An icon shown as a green parallelogram representing the Communications View

The Communications View describes the protocols necessary to provide interoperability between Physical Objects in the Physical View. Each triple from the Physical View has been mapped to a set of standards or published specifications that together can be used to build an interoperable implementation. These standards are typically considered in hierarchical fashion, from those that include the data element, message and dialog definitions at the top, to those providing access facilities, networking, transport and physical data exchange at the bottom. Owing to the necessary hierarchical nature of the relationships between most standards, these protocols are organized in a series of layers. Also considered are those standards providing device management and security, which are typically modeled across all communications–centric layers.

XML Communications Stack

A typical triple solution is illustrated as a pair of communications stacks, as shown to the right.
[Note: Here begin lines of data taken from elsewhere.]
PR #1957, opened 2026-09-21
Say what a valid push id reaches, and pin the link exemption in a test

henrypinkard:
Folds the executed review of #1953 (the comment by ksarma, 2026-09-21). All four items are here.

## What a valid push id reaches, in both pages together

Both pages said the id was good for two timestamps and bought nothing else. Read on this branch's base, a report on a valid id reaches that device's push state in four ways, and the two pages now say so.

- **The stage's time takes its first stamp only, but the build string is rewritten every time.** `_push_ledger_stamp` (kernel/kernel.py) sets the stage field under `if not r.get(field)`, so a repeated report is idempotent there, then does `if sw_version is not None: r["swVersion"] = str(sw_version)`. The route always passes a string (the sanitized `v` from the body), so every report rewrites the build.
- **A shown report supersedes older rows.** On `_stage == "shown"` the route calls `_push_ledger_supersede`, which stamps `supersededAt` on every earlier row with the same endpoint and session that is unsettled and not tapped, so the page's read of unsettled pushes stops naming them.
- **The request's origin is recorded when none is on file.** The route ends in `_push_backfill_origin(_row.get("endpoint"), _request_page_origin(self.headers))`. The origin comes from the `Origin` header, else the `Referer`'s origin, else `X-Forwarded-Proto` with `X-Forwarded-Host`, else `Host`; a recorded origin is kept and a different one logs `[push] origin conflict`.
- **That recorded origin aims the next Apple push.** `_push_wire` builds the declarative message from `sub["origin"]` for an Apple endpoint that has one, so the recorded origin becomes the `navigate` URL. SECURITY.md carries that consequence in a clause, since it is what a security reader needs from the fact.

An unknown id is still a 404 and the body is still capped at 2 KB before a byte is read; both pages keep that. `tests/test_kernel_webpush.py` asserts each write (the by-pid ack test on the build string, the shown-ack test on the older row's superseded time, and `test_the_workers_ack_records_the_origin_by_the_rows_endpoint` on the subscription's origin and the next wire's navigate), and it passes here.

The same phrase in `kernel/kernel.py`'s own comment and in the webpush test's class docstring is left alone: a separate change owns those.

## The link exemption is pinned by a test now

The behavioural clause from #1953 had no committed test: restoring the older skip left every test green, because README's License line is the only link-only paragraph on the four governed pages, so the pages pinned the exempt case alone.

The rule now lives in `_trailing_link_checks(text)`, which returns `(file line, joined text, offends)` for every paragraph, with `_trailing_link_violations(text)` over it for the offenders. `test_no_paragraph_ends_on_a_link` reads the verdict, so it still opens one subtest per paragraph, and three synthetic snippets in `ParagraphHelper` hold the composition: a link-only paragraph directly under a heading yields no violation, the same paragraph after prose with a blank line between yields one at its file line, and a prose paragraph ending on a link yields one.

**Red-first, both executed on this branch.** Dropping the heading condition from the helper fails the new test with the page tests still green (1 failed, 10 passed, 299 subtests). Inverting it fails the new test and the page test at `README.md line 76` with the pin's own message. The subtest count reads 299 rather than 298 because the exempt paragraph now gets a verdict and a subtest of its own instead of being skipped before one was opened.

## The helper class moved off the end-of-file anchor

`ParagraphHelper` now sits directly under the helpers it tests, above `FrontPagesStayShort`, so it no longer occupies the anchor the open Needs you pull request #1935 also appends a class to. That resolves the collision the review found between the two diffs; the remaining hunks here are the helper block and the body of `test_no_paragraph_ends_on_a_link`.

## The inline-tag assertion reads the mechanism

`assertNotIn(7, starts)` was satisfied by the regression it named: a line 7 read as block HTML flushes the paragraph at 6 and starts none at 7 either way. It now asserts that line 7's words are inside the paragraph at line 6, which the regression changes.

## Tests

- `tests/test_docs_front_pages.py`: 11 passed, 299 subtests.
- With `tests/test_api_health_hover.py` and `tests/test_kernel_webpush.py`, the module whose assertions back the route facts above: 162 passed, 299 subtests.
- `ui/webview/dense-chrome.test.ts` (reads the guide and the reference) and `ui/webview/md-sanitize.test.ts` (reads SECURITY.md): 23 passed, 0 failed.
- Greps of `tests/` and `ui/webview/*.test.ts` for a distinctive phrase of each rewritten sentence find no pin on the docs prose; the only other home of the old phrasing is the kernel comment and the webpush docstring, both out of scope here.

Tier: docs


ksarma:
The evidence here was executed against 092b625a3, the PR's head, merged as 331c11210. File and line references are on 092b625a3. The merge changed kernel/kernel.py only between lines 35217 and 42735 and docs/reference.md only around line 2565, both earlier in their files than any line cited here, so on the merge commit every kernel line number cited here is 28 larger and every reference.md line number one larger; SECURITY.md, README.md and both test modules cited are byte for byte the same on the head and the merge. The change rewrites the push-report paragraph in SECURITY.md (lines 58 to 72) and docs/reference.md (5321 to 5338) to say what a report on a valid id reaches, lifts the trailing-link rule into a helper that returns a result per paragraph, pins that helper over three synthetic snippets, moves `ParagraphHelper` above the page tests, and makes the inline-tag assertion read the paragraph's text. Each claim in the description was checked at this head; what agreed:

- Kernel facts, read and matched against both pages word by word. The stamp helper (kernel/kernel.py:57849-57865) writes the stage's time only when the field is unset and writes the build string whenever one is passed, and the route always passes the sanitized string (67732), so every report rewrites it. The supersede helper (57877-57902) runs on a shown report only (67737-67739) and stamps the earlier rows with the same endpoint and session that are untapped and unsettled (57897, with unsettled as 57905-57907 defines it). The origin is read from `Origin`, else the Referer's scheme and host, else the forwarded headers or Host (57593-57627); it is recorded on the row's endpoint's subscription only when none is on file, a recorded one stands, and a different one logs a conflict line (57630-57660, called at 67743). An unknown id is a 404 (67733-67735) and the 2 KB cap runs before the body is read (67717-67720, the constant at 57808). Both pages say those things in those terms; the one wording point is under Smaller points.
- tests/test_docs_front_pages.py at this head, single process: 11 passed, 299 subtests. The module at the base, run over the same pages: 10 passed, 298 subtests, so the extra subtest is the result for README.md line 76 opening one, as the description says. With tests/test_api_health_hover.py and tests/test_kernel_webpush.py: 162 passed, 299 subtests, matching the description.
- Mutants in a scratch copy: dropping the heading condition fails only the new test, at NAV_UNDER_PROSE, with the page tests green (1 failed, 10 passed, 299 subtests, the description's figure); inverting it fails the new test at NAV_UNDER_HEADING and the page test at README.md line 76 with the pin's own message (2 failed, 10 passed, 298 subtests); deleting the exemption fails the same two; inverting the filter in `_trailing_link_violations` fails the new test.
- The inline-tag assertion now asserts the mechanism: reintroducing the regression, every line opening with `<` skipped in the paragraph walk, fails the new assertIn at line 198 with its own message, alongside the equality test at 184; before this change only the equality test caught it.
- #1935's one hunk in this module, which appends `DocsChipClassesHaveRules` after the rule test, applies to this head cleanly in a dry run (offset 154, no fuzz); against the base module it needs fuzz 1, the collision the earlier comment named.
- The two webview tests the description names were not run here; by inspection, the regions they read in docs/reference.md and SECURITY.md lie outside these hunks.
- As the description says, the older phrase survives at kernel/kernel.py:67712 and in the class docstring at tests/test_kernel_webpush.py:1639, both outside this change.

## Smaller points

- SECURITY.md:68 says the recorded origin "becomes the `navigate` URL of the device's next declarative Apple push". That clause carries the wording of the comment posted on #1953 at 08:33Z, which put the consequence in those words and asked for it as a clause, so the sentence is that comment's, not a misreading in this change. Read at this head: `_push_declarative` (kernel/kernel.py:58128-58143) builds the field at 58137 as the origin with its trailing slash stripped plus the payload's deep link path, and the wire helper at 58146-58162 sends that message for an Apple endpoint with an origin on file. The test at tests/test_kernel_webpush.py:1067 asserts the full URL, the origin plus `/?push-reveal=...`, and passes at this head. A reader who takes the sentence literally expects a tap on the next notification to open the recorded origin's root; it opens the deep link on that origin. The security consequence stands, since the origin is the part a chosen header picks, but the stated URL is wrong. The corrected clause: "which matters because the `navigate` URL of the device's next declarative Apple push is built on that recorded origin". A shorter form is "becomes the origin of the `navigate` URL". One clause either way, and no other line moves.

## Tests

- tests/test_docs_front_pages.py:206 and 211, read at this head, not executed. The exemption at line 150 reads the nearest prose line above the paragraph's first line and asks whether it opens with a heading mark. The committed snippet `NAV_UNDER_HEADING` (206) has a blank line between the heading and the link, and so does the only exempt paragraph on the governed pages, README.md line 76 under its heading at 74. In both, the heading is also the nearest prose line above the blank line, so a lookup that read one line too far up, `above.get(line - 1, "")` in place of the paragraph's own line, finds the heading in both and passes every committed test. The shape that separates the two readings, a link line on the line directly after its heading, is exempt at this head (the line above it is the heading) and a violation under that lookup (the line above the heading, empty in the snippet), and no committed test carries it. The fix is a fourth snippet with no blank line, `"## License\n[Apache-2.0](LICENSE).\n"`, asserted to yield no violation beside the first assertion at 211.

Some solutions include more stacks as intermediary devices are modeled. An intermediary device is a communications device in between the source and destination. Usually these devices (switches, routers, cell towers etc.) are ignored. An intermediary device is only modeled when an understanding of that device is relevant to an ARC-IT stakeholder concern. An example that is commonly modeled is Connected Vehicle Roadside Equipment, which is expected to be installed in public right of way and likely owned and operated by public agencies in the transportation arena. This equipment commonly appears as a source or destination in the physical view, but sometimes is not in the physical view but is included in the communications view when it is used to provide routing solutions for communications between vehicles and backoffice centers. Such a typical 3-stack configuration is shown below.

RSE Gateway Communications Stack

The ARC-IT Communications Model includes dozens of communications profiles that support all links defined in the physical view. These links are commonly abbreviated as n2m, where n and m are one of C (Center or Support), I or F (Field), V (Vehicle), P (Traveler, or Personal). So V2V names the link between vehicles, while C2F names the link between center and field infrastructure. Similarly, the model includes many more data profiles that accommodate the data needs of all associated triples. When combined, a data profile and communications profile provide a solution.

Details behind the development of the communications view and an explanation of the artifacts a reader may find in a diagram are described in the communications viewpoint specification page.